== Problem statement ==
Could you retype every entry below exactly as written?

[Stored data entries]
PR #1284, opened 2026-05-29
fix: prevent redirect() from being swallowed by try-catch in dashboard [username] page

### LINKED ISSUE #1280: CRITICAL: redirect() swallowed by try-catch in dashboard [username] page -- Organization redirect shows 404 instead
## Description

In `app/(root)/dashboard/[username]/page.tsx`, the `redirect()` call from `next/navigation` is placed inside a nested try-catch block. Since Next.js `redirect()` works by throwing a special `RedirectError`, the catch block intercepts it and returns `notFound()` instead. Users visiting `/dashboard/<orgname>` for a GitHub Organization see a 404 page instead of being redirected to `/dashboard/org/<orgname>`.

## Issue Cause

Next.js `redirect()` from `next/navigation` throws a `RedirectError` with a `NEXT_REDIRECT` digest. The framework normally catches this at the render level to perform the HTTP redirect. However, when called inside a try-catch, JavaScript catches the `RedirectError` first and the inner catch block returns `notFound()` -- so the redirect never reaches the framework.

## How I Would Fix It

Move the `redirect()` call to outside the try-catch block, or restructure the logic so the catch block does not swallow the `RedirectError`. The fix is to check the fallback profile type before entering the catch, or re-throw the redirect error explicitly.

## Additional Context

- This is a guaranteed failure path for every Organization URL visited directly
- The code already has a smart redirect intended to handle Organizations -- but it is completely broken
- The bug exists at lines 79-80 where `redirect()` is called inside try {} at line 76
- Once fixed, visiting `/dashboard/tailwindcss` (an org) should redirect to `/dashboard/org/tailwindcss` instead of showing 404

AnushKamble:
## Description

Fixes #1280

The Organization smart redirect in the dashboard [username] page was completely broken. When a user visits `/dashboard/<orgname>` for a GitHub Organization, they saw a 404 page instead of being redirected to `/dashboard/org/<orgname>`. This happened because Next.js `redirect()` from `next/navigation` throws a `RedirectError` internally, and the surrounding try-catch block was intercepting it before the framework could handle it.

## Root Cause

The `redirect()` call was nested inside a try-catch block. Since Next.js implements redirects by throwing a special error, the catch block caught it and returned `notFound()` instead, preventing the redirect from ever reaching the framework.

## Changes

Extracted the `redirect()` call outside the nested try-catch. The `fetchUserProfile` call remains protected by try-catch for network errors, but the `redirect()` now propagates to the framework properly.

## Pillar

- [ ] Pillar 1 - New Theme Design
- [ ] Pillar 2 - Geometric SVG Improvement
- [ ] Pillar 3 - Timezone Logic Optimization
- [X] Other (Bug fix, refactoring, docs)

## Visual Preview

N/A - Server-side redirect fix, no visual changes.

- [X] I have read the `CONTRIBUTING.md` file.
- [X] I have tested these changes locally.
- [X] I have run `npm run format` and `npm run lint` locally and resolved all errors (CI will fail otherwise).
- [X] My commits follow the Conventional Commits format (e.g., `feat(themes): ...`, `fix(calculate): ...`).
- [X] I have started the repo.
- [X] I have made sure that i have only one commit to merge in this PR.
- [ ] The SVG output matches the CommitPulse premium quality aesthetic standard (no raw elements, smooth animations, correct fonts).

### DIFF
--- a/app/(root)/dashboard/[username]/page.tsx
+++ b/app/(root)/dashboard/[username]/page.tsx
@@ -73,14 +73,14 @@ export default async function DashboardPage({
   } catch (error) {
     if (error instanceof Error && error.message.includes('not found')) {
       // Smart Redirect: If the GraphQL "user" query fails, check if it's actually an Organization
+      let fallbackProfile;
       try {
-        const fallbackProfile = await fetchUserProfile(username, { bypassCache });
-        if (fallbackProfile.type === 'Organization') {
-          redirect(`/dashboard/org/${username}`);
-        }
+        fallbackProfile = await fetchUserProfile(username, { bypassCache });
       } catch {
-        // If it's truly neither a user nor an org, show 404
         return notFound();
+      }
+      if (fallbackProfile.type === 'Organization') {
+        redirect(`/dashboard/org/${username}`);
       }
       return notFound();
     }


AnushKamble:
Hi @jhasourav07, could you please add the relevant labels (like `critical`, `bug`, `performance`) to this PR if it qualifies? This fixes the Organization smart redirect that was completely broken -- users were seeing a 404 instead of being redirected to the org dashboard. Thanks!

== Solution for this problem ==
PR #1284, opened 2026-05-29
fix: prevent redirect() from being swallowed by try-catch in dashboard [username] page

### LINKED ISSUE #1280: CRITICAL: redirect() swallowed by try-catch in dashboard [username] page -- Organization redirect shows 404 instead
## Description

In `app/(root)/dashboard/[username]/page.tsx`, the `redirect()` call from `next/navigation` is placed inside a nested try-catch block. Since Next.js `redirect()` works by throwing a special `RedirectError`, the catch block intercepts it and returns `notFound()` instead. Users visiting `/dashboard/<orgname>` for a GitHub Organization see a 404 page instead of being redirected to `/dashboard/org/<orgname>`.

## Issue Cause

Next.js `redirect()` from `next/navigation` throws a `RedirectError` with a `NEXT_REDIRECT` digest. The framework normally catches this at the render level to perform the HTTP redirect. However, when called inside a try-catch, JavaScript catches the `RedirectError` first and the inner catch block returns `notFound()` -- so the redirect never reaches the framework.

## How I Would Fix It

Move the `redirect()` call to outside the try-catch block, or restructure the logic so the catch block does not swallow the `RedirectError`. The fix is to check the fallback profile type before entering the catch, or re-throw the redirect error explicitly.

## Additional Context

- This is a guaranteed failure path for every Organization URL visited directly
- The code already has a smart redirect intended to handle Organizations -- but it is completely broken
- The bug exists at lines 79-80 where `redirect()` is called inside try {} at line 76
- Once fixed, visiting `/dashboard/tailwindcss` (an org) should redirect to `/dashboard/org/tailwindcss` instead of showing 404

AnushKamble:
## Description

Fixes #1280

The Organization smart redirect in the dashboard [username] page was completely broken. When a user visits `/dashboard/<orgname>` for a GitHub Organization, they saw a 404 page instead of being redirected to `/dashboard/org/<orgname>`. This happened because Next.js `redirect()` from `next/navigation` throws a `RedirectError` internally, and the surrounding try-catch block was intercepting it before the framework could handle it.

## Root Cause

The `redirect()` call was nested inside a try-catch block. Since Next.js implements redirects by throwing a special error, the catch block caught it and returned `notFound()` instead, preventing the redirect from ever reaching the framework.

## Changes

Extracted the `redirect()` call outside the nested try-catch. The `fetchUserProfile` call remains protected by try-catch for network errors, but the `redirect()` now propagates to the framework properly.

## Pillar

- [ ] Pillar 1 - New Theme Design
- [ ] Pillar 2 - Geometric SVG Improvement
- [ ] Pillar 3 - Timezone Logic Optimization
- [X] Other (Bug fix, refactoring, docs)

## Visual Preview

N/A - Server-side redirect fix, no visual changes.

- [X] I have read the `CONTRIBUTING.md` file.
- [X] I have tested these changes locally.
- [X] I have run `npm run format` and `npm run lint` locally and resolved all errors (CI will fail otherwise).
- [X] My commits follow the Conventional Commits format (e.g., `feat(themes): ...`, `fix(calculate): ...`).
- [X] I have started the repo.
- [X] I have made sure that i have only one commit to merge in this PR.
- [ ] The SVG output matches the CommitPulse premium quality aesthetic standard (no raw elements, smooth animations, correct fonts).

### DIFF
--- a/app/(root)/dashboard/[username]/page.tsx
+++ b/app/(root)/dashboard/[username]/page.tsx
@@ -73,14 +73,14 @@ export default async function DashboardPage({
   } catch (error) {
     if (error instanceof Error && error.message.includes('not found')) {
       // Smart Redirect: If the GraphQL "user" query fails, check if it's actually an Organization
+      let fallbackProfile;
       try {
-        const fallbackProfile = await fetchUserProfile(username, { bypassCache });
-        if (fallbackProfile.type === 'Organization') {
-          redirect(`/dashboard/org/${username}`);
-        }
+        fallbackProfile = await fetchUserProfile(username, { bypassCache });
       } catch {
-        // If it's truly neither a user nor an org, show 404
         return notFound();
+      }
+      if (fallbackProfile.type === 'Organization') {
+        redirect(`/dashboard/org/${username}`);
       }
       return notFound();
     }


AnushKamble:
Hi @jhasourav07, could you please add the relevant labels (like `critical`, `bug`, `performance`) to this PR if it qualifies? This fixes the Organization smart redirect that was completely broken -- users were seeing a 404 instead of being redirected to the org dashboard. Thanks!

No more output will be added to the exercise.